- _DIRECTIONS_: For the data below, give again exactly the lines from the one containing "PR #300, opened 2024-01-24" through the one containing "Strange it's not", both ends included, and no others.

═════ TASK INPUT ═════

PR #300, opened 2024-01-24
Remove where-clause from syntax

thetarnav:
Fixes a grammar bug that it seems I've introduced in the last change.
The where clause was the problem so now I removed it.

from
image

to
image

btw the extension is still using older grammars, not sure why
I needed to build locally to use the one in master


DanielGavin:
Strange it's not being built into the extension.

═════
═════ TASK INPUT ═════

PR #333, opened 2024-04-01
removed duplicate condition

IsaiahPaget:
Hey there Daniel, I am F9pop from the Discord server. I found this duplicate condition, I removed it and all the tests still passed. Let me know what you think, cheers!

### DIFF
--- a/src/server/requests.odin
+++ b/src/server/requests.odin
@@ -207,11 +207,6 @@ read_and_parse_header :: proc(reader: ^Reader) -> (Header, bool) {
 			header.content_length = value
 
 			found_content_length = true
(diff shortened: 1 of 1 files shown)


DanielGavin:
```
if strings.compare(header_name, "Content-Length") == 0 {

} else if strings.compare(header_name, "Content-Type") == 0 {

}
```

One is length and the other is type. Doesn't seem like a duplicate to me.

═════

- _ANSWER SECTION_:
PR #300, opened 2024-01-24
Remove where-clause from syntax

thetarnav:
Fixes a grammar bug that it seems I've introduced in the last change.
The where clause was the problem so now I removed it.

from
image

to
image

btw the extension is still using older grammars, not sure why
I needed to build locally to use the one in master


DanielGavin:
Strange it's not being built into the extension.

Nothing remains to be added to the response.